Distributed hash table

From Organic Design wiki
Revision as of 11:07, 10 May 2007 by Rob (talk | contribs)

Overview

Distributed hash tables (DHTs) are a class of decentralized distributed systems that provide a lookup service similar to a hash table: (name, value) pairs are stored in the DHT, and any participating node can efficiently retrieve the value associated with a given name. Responsibility for maintaining the mapping from names to values is distributed among the nodes, in such a way that a change in the set of participants causes a minimal amount of disruption. This allows DHTs to scale to extremely large numbers of nodes and to handle continual node arrivals, departures, and failures.

DHTs form an infrastructure that can be used to build more complex services, such as distributed file systems, p2p file sharing and content distribution systems, cooperative web caching, multicast, anycast, domain name services, and instant messaging. Applications that use DHTs include BitTorrent, Overnet, YaCy, and the Coral Content Distribution Network.

The Kademlia DHT

Kademlia is a distributed hash table for decentralized peer to peer networks designed by Petar Maymounkov and David Mazières. It specifies the structure of the network and how the exchange of information has to take place through network node lookups. Kademlia nodes communicate among themselves using the UDP. Over an existing network, a new virtual or overlay network is created in which each node is identified by a number or node ID. The node ID serves not only as a nodes identification, but the Kademlia algorithm uses it to locate values (usually file hashes or keywords). In fact, the node ID provides a direct map to file hashes.

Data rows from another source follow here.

Issue #12822, opened 2026-07-03
Packaged Mac app opens to a blank/black window when signed-out (all envs) — no sign-in affordance


itstimwhite:
## Source

* Ad-hoc /goal loop: "get the mac app working in all environments" (permanent Dock apps for prod/staging/local; each must load, auth, show settings with real data).
* Session/branch: itstimwhite/mac-app-all-envs-auth-verify (milan-v4 worktree)

## Symptom

The packaged desktop app (prod `/Applications/Jovie.app` 26.6.61, and locally-built Staging/Local) opens to a **permanently blank window** when the [jov.ie](<http://jov.ie>) session is expired/signed-out.

Evidence (prod, clean single instance, CDP on :9223):

* DevTools target metadata URL = `https://jov.ie/app/chat?runtime=electron`, but the actual renderer document is `about:blank` (`document.readyState=complete`, `body.innerText.length=0`, no `#__next`/root).
* `System Events` reports **0 windows** on plain `open -a "Jovie"`; forcing a window via Cmd+, paints solid black (traffic-lights only).
* Main-process log only shows: update check + `csp-header-missing` for the `/app/chat` **redirect** (307 → /signin; the redirect legitimately lacks CSP). No crash/`render-process-gone`/failure-page entries.
* Interpretation: signed-out → `/app/chat` 307 → `/signin` → the desktop `will-navigate` auth guard cancels the in-window navigation, but **no auth-handoff window opens on passive redirect**, so the main window is stranded on `about:blank`. This matches the "black screen" failure `apps/desktop/src/renderer-recovery.ts` was written for.

## Why it matters

The shipped Mac app is unusable whenever the session expires: user sees a blank/black window with **no sign-in UI and no recovery path**. This is the "mac app not working" reported by the goal.

## Confirmed root-cause context (verified this session)

* prod `jov.ie/signin` and `/start` (200, needsNonce) DO return full CSP + nonce — web CSP is healthy; the desktop `csp-header-missing` events are only on 307 redirects (harmless).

When searching for some value, the algorithm explores the network in several steps. Each step approaches the key until the contacted node returns the value or no more closer nodes are found. Like many other DHTs, Kademlia contacts only [math]O(\log n)[/math] (see Big O notation) nodes during the search out of a total of [math]n[/math] nodes in the system.

Further advantages are found particularly in the decentralized structure, which clearly increases the resistance against a denial of service attack. Even if a whole set of nodes are flooded, this will have limited effect on network availability, which will recover itself by knitting the network around these "holes".